▶ [Task statement]: Some lines below hold "legacy". Pick them out and copy them.

▶ [Extracted records]:

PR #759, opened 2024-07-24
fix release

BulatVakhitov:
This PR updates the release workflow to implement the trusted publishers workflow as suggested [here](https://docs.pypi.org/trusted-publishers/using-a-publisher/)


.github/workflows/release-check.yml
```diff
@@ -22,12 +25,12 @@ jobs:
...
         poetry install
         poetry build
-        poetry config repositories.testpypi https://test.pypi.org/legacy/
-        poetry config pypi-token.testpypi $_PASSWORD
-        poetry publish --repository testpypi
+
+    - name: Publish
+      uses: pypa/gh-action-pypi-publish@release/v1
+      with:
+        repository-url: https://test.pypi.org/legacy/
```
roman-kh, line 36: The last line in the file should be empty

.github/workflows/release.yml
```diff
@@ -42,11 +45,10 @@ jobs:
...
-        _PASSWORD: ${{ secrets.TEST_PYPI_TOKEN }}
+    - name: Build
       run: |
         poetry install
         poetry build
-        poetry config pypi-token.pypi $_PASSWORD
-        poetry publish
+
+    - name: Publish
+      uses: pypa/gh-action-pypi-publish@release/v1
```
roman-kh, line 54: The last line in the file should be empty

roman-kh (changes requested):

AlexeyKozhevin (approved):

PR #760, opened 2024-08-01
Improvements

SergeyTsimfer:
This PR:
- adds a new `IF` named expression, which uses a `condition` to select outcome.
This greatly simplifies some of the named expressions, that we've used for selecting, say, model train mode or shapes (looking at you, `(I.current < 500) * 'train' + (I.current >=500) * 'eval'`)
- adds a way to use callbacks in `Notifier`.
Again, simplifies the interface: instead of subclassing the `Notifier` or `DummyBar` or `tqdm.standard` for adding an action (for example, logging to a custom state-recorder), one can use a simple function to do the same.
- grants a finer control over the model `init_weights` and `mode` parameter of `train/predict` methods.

▶ [Expected answer]:
-        poetry config repositories.testpypi https://test.pypi.org/legacy/
+        repository-url: https://test.pypi.org/legacy/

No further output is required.